Saved data entries:
PR #655, opened 2020-09-16
Add push to assets branch scripts

StrongMonkey:


StrongMonkey:
What this PR does:
1. set sha256sum of each chart folder so that changes are tracked. If sha changes, scripts will only run for that specific chart.
2. Push assets folder into dev-v2.5-assets branch.

This PR doesn't modify or delete the existing assets folder on dev-v2.5 branch. Once it is fully migrated it can be deleted.

scripts/ci
```diff
@@ -1,6 +1,10 @@
 #!/usr/bin/env bash
 set -e
 
+if [ ! -z ${1} ]; then
```
StrongMonkey, line 4: It is added some that `./scripts/ci` can take arguments and only run for specific chart

scripts/ci-wrapper
```diff
@@ -0,0 +1,14 @@
+#!/usr/bin/env bash
+set -e
+set -x
+
+sudo ./scripts/bootstrap
+git fetch origin ${1}
+git checkout origin/${1} ./assets/index.yaml || true
```
StrongMonkey, line 7: fetch `./assets/index.yaml` and `./sha256sum` from asset branch. This is because dev-v2.5 branch will have no knowledge against what previous index.yaml we have and we will lose all the info on old helm chart. `./sha256sum` on asset branch is the last-run sha256sum of each folder in order to compare what's change in this new commit.

scripts/ci-wrapper
```diff
@@ -0,0 +1,14 @@
...
+git checkout origin/${1} ./sha256sum || true
+
+charts=$(./scripts/produce-sha256)
```
StrongMonkey, line 10: find all the diff charts, and only run `make ci` on diffed charts.

scripts/generate-charts
```diff
@@ -15,18 +15,26 @@ for f in packages/*; do
...
 		helm package ${f}/charts --destination assets/$(basename -- ${f})
-		git checkout assets/$(basename -- ${f})/"$(basename -- ${f})-$(yq r ${f}/charts/Chart.yaml version).tgz" 2>/dev/null || true
 		if [[ -d ${f}/charts-crd ]]; then
 			packageVersion=$(yq r ${f}/package.yaml packageVersion)
 			yq w -i ${f}/charts-crd/Chart.yaml 'version' "${version}${packageVersion}"
 
 			helm package ${f}/charts-crd --destination assets/$(basename -- ${f})
-			git checkout assets/$(basename -- ${f})/"$(basename -- ${f})-crd-$(yq r ${f}/charts-crd/Chart.yaml version).tgz" || true
 		fi
+		helm repo index --merge ./assets/index.yaml --url assets assets
```
StrongMonkey, line 24: We no longer checkout this in order to prevent user overriding existing chart. This can't done in the new scripts. Developer has to be very carefully in overrding charts as any changed introduced in the chart will get written into the current version of helm tarball.

scripts/push-to-assets-branch
```diff
@@ -0,0 +1,16 @@
+#!/usr/bin/env bash
+
+set -e
+set -x
+
+rm -rf /tmp/tmp-assets
+mkdir -p /tmp/tmp-assets
+cp -r assets/ index.yaml index.html sha256sum/ /tmp/tmp-assets
```
StrongMonkey, line 8: copy what's has generated from dev-v2.5 branch and paste into tmp dir and eventually asset branch. Then commit and push.

StrongMonkey:
@cbron This is ready to be reviewed. Charts folder is also pushed. To give you a better context this is what assets branch looks like https://github.com/StrongMonkey/charts-1/tree/dev-v2.5-assets.

scripts/generate-charts
cbron: Not following this, we can chat offline.

scripts/generate-charts
```diff
@@ -14,19 +13,35 @@ for f in packages/*; do
 			packageVersion=$(yq r ${f}/package.yaml packageVersion)
 			yq w -i ${f}/charts/Chart.yaml 'version' "${version}${packageVersion}"
 		fi
+
 		helm package ${f}/charts --destination assets/$(basename -- ${f})
-		git checkout assets/$(basename -- ${f})/"$(basename -- ${f})-$(yq r ${f}/charts/Chart.yaml version).tgz" 2>/dev/null || true
+
+		mkdir -p charts/$(basename -- ${f})
+		cp -R ${f}/charts/* charts/$(basename -- ${f})/
```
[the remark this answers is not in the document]
cbron: Answer is that we are pushing the charts out to a folder so people can look at them.

scripts/produce-sha256
```diff
@@ -0,0 +1,28 @@
...
+# This script compares the sha256sum of each chart folder, find the sha256sum of that chart that has changed
+
+rm -rf ./sha256sum-new
+mkdir -p ./sha256sum-new
+for f in packages/*; do
+    rm -rf ./sha256sum-new/$(basename -- ${f})
+    mkdir -p ./sha256sum-new/$(basename -- ${f})
+    find ${f} -type f | xargs sha256sum > ./sha256sum-new/$(basename -- ${f})/$(basename -- ${f}).sum
+done
+
```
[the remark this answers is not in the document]
cbron: Its a starter block, only runs on first time.

cbron (commented):
Chatted offline, approach looks good. We need to swap branches it uses to use source branch, and also start with an orphaned branch.

scripts/push-to-assets-branch
```diff
@@ -0,0 +1,19 @@
...
+if [[ -d charts ]]; then
+  cp -r charts/ /tmp/tmp-assets
+fi
```
aiyengar2, line 11: We should check for the existence of all of these directories at the top of the file:
```shell
if ! [[ -d assets && -d sha256sum && -d charts ]]; then
    echo "Cannot find required assets to push to assets branch: assets/ sha256sum/ charts/"
    exit 1
fi
```

Is there any reason why the `charts/` directory should be treated specially? iirc we always want `assets/` and `charts/` in sync, so you shouldn't be able to push assets without modifying both.

scripts/push-to-assets-branch
```diff
@@ -0,0 +1,19 @@
...
+git checkout .
+git clean -fd
+git fetch ${1} ${2}
```
aiyengar2, line 14: We should add a check on the top of this file to ensure that these were passed in before making any changes and store these into readable variables, e.g.

```
if [[ -z ${1} || -z ${2} ]]; then
    echo "Usage: ./scripts/push-to-assets-branch <package-branch> <assets-branch>"
    exit 1
fi
package_branch=$1
asset_branch=$2
```

scripts/push-to-assets-branch
```diff
@@ -0,0 +1,19 @@
...
+git checkout ${2}
+cp -r /tmp/tmp-assets/* ./
+git add .
+git -c user.name="actions" -c user.email="actions@github.com" commit -m "Generated changes" || true
+git push ${1} ${2}
```
aiyengar2, line 19: I'm not a huge fan of including a `git push` directly as part of the scripts; I think this script should be changed from `push-to-assets-branch` to `generate-commit-in-assets-branch` with everything included in the current version of this script except for this line.

This would prevent a dev who accidentally ran this script from accidentally potentially pushing to the wrong branch.

This specific line could then be moved to the `run` field of the `.github/workflows/push.yml` e.g.
```
./scripts/generate-commit-in-assets-branch origin dev-v2.5-assets && git push origin dev-v2.5-assets
```

aiyengar2 (changes requested):

scripts/ci-wrapper
StrongMonkey: @aiyengar2  It can't be clean up as `assets/` and `sha256sum/` has to be copied over to asset branch. Also it doesn't really need to be cleaned up since this script should never be run through a developer.

scripts/ci
```diff
@@ -1,6 +1,10 @@
...
+    export CHART=${1}
+fi
+
 ./scripts/prepare
 ./scripts/generate-charts
 ./scripts/clean
```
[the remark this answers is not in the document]
StrongMonkey: yeah, I think this is out of the scope of this PR. we can do clean up in the future. For now I would like to keep `scripts/ci` untouched so that it would not impact developer's normal workflow for testing. Beside `scripts/ci-wrapper` is only a wrapper for CI and doesn't intended to be run by developers.

scripts/ci-wrapper
```diff
@@ -0,0 +1,14 @@
+#!/usr/bin/env bash
+set -e
+set -x
```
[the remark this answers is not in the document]
StrongMonkey: :+1: agree, but out of scrope for this PR.

scripts/ci-wrapper
```diff
@@ -0,0 +1,14 @@
...
+
+sudo ./scripts/bootstrap
+git fetch origin ${1}
+git checkout origin/${1} ./assets/index.yaml || true
+git checkout origin/${1} ./sha256sum || true
```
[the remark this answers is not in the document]
StrongMonkey: good catch, I will change it.

scripts/produce-sha256
```diff
@@ -0,0 +1,28 @@
+#!/usr/bin/env bash
+set -e
+
+# This script compares the sha256sum of each chart folder, find the sha256sum of that chart that has changed
```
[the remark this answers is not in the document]
StrongMonkey: :+1:

scripts/produce-sha256
```diff
@@ -0,0 +1,28 @@
...
+rm -rf ./sha256sum-new
+mkdir -p ./sha256sum-new
+for f in packages/*; do
+    rm -rf ./sha256sum-new/$(basename -- ${f})
+    mkdir -p ./sha256sum-new/$(basename -- ${f})
+    find ${f} -type f | xargs sha256sum > ./sha256sum-new/$(basename -- ${f})/$(basename -- ${f}).sum
+done
+
+if [ ! -d sha256sum ]; then
+    cp -r sha256sum-new sha256sum
```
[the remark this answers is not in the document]
StrongMonkey: :+1:

scripts/ci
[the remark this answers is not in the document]
StrongMonkey: this is for better layout

scripts/ci-wrapper
```diff
@@ -0,0 +1,14 @@
...
+
+charts=$(./scripts/produce-sha256)
+
+if [[ ! -z $charts ]]; then
+  echo $charts | xargs sh -c ./scripts/ci
```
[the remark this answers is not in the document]
StrongMonkey: sh -c has to used otherwise it will not take arguments

scripts/generate-charts
```diff
@@ -14,19 +13,35 @@ for f in packages/*; do
...
 		if [[ -d ${f}/charts-crd ]]; then
 			packageVersion=$(yq r ${f}/package.yaml packageVersion)
 			yq w -i ${f}/charts-crd/Chart.yaml 'version' "${version}${packageVersion}"
 
 			helm package ${f}/charts-crd --destination assets/$(basename -- ${f})
-			git checkout assets/$(basename -- ${f})/"$(basename -- ${f})-crd-$(yq r ${f}/charts-crd/Chart.yaml version).tgz" || true
+
+			mkdir -p charts/$(basename -- ${f})/charts-crd
+			cp -R ${f}/charts-crd/* charts/$(basename -- ${f})/charts-crd
 		fi
```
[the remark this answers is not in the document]
StrongMonkey: looks like it is the same then...

scripts/generate-charts
```diff
@@ -14,19 +13,35 @@ for f in packages/*; do
...
+<!doctype html>
+<html>
+  <head>
+    <title>This is the index page for charts</title>
+  </head>
+  <body>
+    <p>If you are looking for index.yaml, go to https://charts.rancher.io/index.yaml</p>
+  </body>
+</html>
+EOF
```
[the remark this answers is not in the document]
StrongMonkey: yeah this can be removed

scripts/generate-charts
```diff
@@ -14,19 +13,35 @@ for f in packages/*; do
...
 			packageVersion=$(yq r ${f}/package.yaml packageVersion)
 			yq w -i ${f}/charts-crd/Chart.yaml 'version' "${version}${packageVersion}"
 
 			helm package ${f}/charts-crd --destination assets/$(basename -- ${f})
-			git checkout assets/$(basename -- ${f})/"$(basename -- ${f})-crd-$(yq r ${f}/charts-crd/Chart.yaml version).tgz" || true
+
+			mkdir -p charts/$(basename -- ${f})/charts-crd
+			cp -R ${f}/charts-crd/* charts/$(basename -- ${f})/charts-crd
 		fi
+		helm repo index --merge ./assets/index.yaml --url assets assets
```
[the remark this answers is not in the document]
StrongMonkey: if no change is made, we do not call this in order to avoid modifying index.yaml even no chart is changed.

scripts/produce-sha256
```diff
@@ -0,0 +1,28 @@
+#!/usr/bin/env bash
+set -e
+
+# This script compares the sha256sum of each chart folder, find the sha256sum of that chart that has changed
+
+rm -rf ./sha256sum-new
+mkdir -p ./sha256sum-new
+for f in packages/*; do
+    rm -rf ./sha256sum-new/$(basename -- ${f})
```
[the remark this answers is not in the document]
StrongMonkey: yes, can be removed :+1:

scripts/produce-sha256
```diff
@@ -0,0 +1,28 @@
...
+    mkdir -p ./sha256sum-new/$(basename -- ${f})
+    find ${f} -type f | xargs sha256sum > ./sha256sum-new/$(basename -- ${f})/$(basename -- ${f}).sum
```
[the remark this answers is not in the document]
StrongMonkey: actually this script is never intended to be run locally. But yes the check can be added. :+1:

scripts/push-to-assets-branch
StrongMonkey: added.

scripts/push-to-assets-branch
StrongMonkey: good catch, added

scripts/push-to-assets-branch
StrongMonkey: :+1:

scripts/ci-wrapper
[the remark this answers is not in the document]
StrongMonkey: actually.... I am thinking about that this might not need to be changed. We don't expect this to be run locally and if it is run by github action then there should only be one remote call origin. So leave it unchanged.

scripts/generate-charts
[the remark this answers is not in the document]
aiyengar2: Yeah, the logic for CRD chart packaging is identical to the normal chart packaging except for the path used.

However, on further thought I think that we can remove this as its out of scope for the PR.

scripts/push-to-assets-branch
```diff
@@ -0,0 +1,26 @@
...
+for i in assets/ index.yaml index.html sha256sum/ charts; do
+    if [[ -d $i ]]; then
+        cp -R $i /tmp/tmp-assets
+    fi
+done
+git checkout .
+git clean -fd
+git fetch $remote $branch
+git checkout $branch
+cp -r /tmp/tmp-assets/* ./
```
aiyengar2, line 24: nit:
```suggestion
cp -R /tmp/tmp-assets/* ./
```

.github/workflows/push.yml
```diff
@@ -13,8 +13,8 @@ jobs:
 
     - name: Run CI scripts
       run: |-
-        sudo make ci
+        ./scripts/ci-wrapper dev-v2.5
```
aiyengar2, line 16:
```suggestion
        ./scripts/ci-wrapper dev-v2.5-source
```

.github/workflows/push.yml
```diff
@@ -13,8 +13,8 @@ jobs:
...
 
-    - uses: stefanzweifel/git-auto-commit-action@480e111bf8274f3bbd429aef51504f71c808e3e4
-      with:
-        commit_message: Generated changes
+    - name: Push charts and assets to the dev-v2.5 branch
+      run: |-
+        ./scripts/push-to-assets-branch origin dev-v2.5 && git push origin dev-v2.5
```
aiyengar2, line 20:
```suggestion
        ./scripts/push-to-assets-branch origin dev-v2.5-source && git push origin dev-v2.5-source
```

scripts/ci
aiyengar2, line 4: nit:
```suggestion
if [ -n ${1} ]; then
```

scripts/ci-wrapper
```diff
@@ -0,0 +1,16 @@
...
+git fetch origin ${1}
+
+# checkout index.yaml and sha256sum folder from asset branch in order to compare sha and merge index
+git checkout origin/${1} ./assets/index.yaml || true
+git checkout origin/${1} ./sha256sum || true
+
+charts=$(./scripts/produce-sha256)
+
+if [[ ! -z $charts ]]; then
+  echo $charts | xargs sh -c ./scripts/ci
```
aiyengar2, line 15: nit: for consistency we should use brackets, and `-n` instead of `! -z`
```suggestion
if [[ -n ${charts} ]]; then
  echo ${charts} | xargs sh -c ./scripts/ci
```

scripts/push-to-assets-branch
```diff
@@ -0,0 +1,26 @@
...
+if [[ -z ${1} || -z ${2} ]]; then
+    echo "Usage: ./scripts/push-to-assets-branch <package-branch> <assets-branch>"
+    exit 1
+fi
+remote=${1}
+branch=${2}
+
+rm -rf /tmp/tmp-assets
+mkdir -p /tmp/tmp-assets
+for i in assets/ index.yaml index.html sha256sum/ charts; do
```
aiyengar2, line 15: Do we need the slashes?
```suggestion
mkdir -p /tmp/tmp-assets
for i in assets index.yaml index.html sha256sum charts; do
```

scripts/push-to-assets-branch
```diff
@@ -0,0 +1,26 @@
...
+    if [[ -d $i ]]; then
+        cp -R $i /tmp/tmp-assets
+    fi
```
aiyengar2, line 18: `index.yaml` and `index.html` will never be copied based on this logic since we only copy directories in.

Also, should we fail out of `push-to-assets-branch` if any of these directories doesn't exist? I'm concerned about a situation where the `charts/` directory fails to get created in an earlier script but the `assets/` succeeds and we end up out of sync.

aiyengar2 (changes requested):

.github/workflows/push.yml
StrongMonkey: This actually needs to be dev-v2.5. dev-v2.5 is going to the asset branch.

.github/workflows/push.yml
StrongMonkey: same, source is the branch that developer are working on. Target(asset) is dev-v2.5

.github/workflows/push.yml
aiyengar2: whoops, you're right. Nvm

scripts/push-to-assets-branch
StrongMonkey: whoops, will fix it. If it doesn't exist that means we are not generating anything and we shouldn't fail. If something failed on the previous step, this script should not be executed.

scripts/push-to-assets-branch
StrongMonkey: Fixed

aiyengar2 (approved):
LGTM! Thanks for all the changes @StrongMonkey 😄

cbron:
Handled via: https://github.com/rancher/charts/pull/683/commits/09d57f73d6d5c8ae055e2acd6b62fd386ed92b38

cbron:
Handled via https://github.com/rancher/charts/pull/683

● **WHAT YOU HAVE TO DO**
Give back the lines of the data exactly as they are written, from the first line through the line containing "2. Push assets".

● **TASK ANSWER**
PR #655, opened 2020-09-16
Add push to assets branch scripts

StrongMonkey:


StrongMonkey:
What this PR does:
1. set sha256sum of each chart folder so that changes are tracked. If sha changes, scripts will only run for that specific chart.
2. Push assets folder into dev-v2.5-assets branch.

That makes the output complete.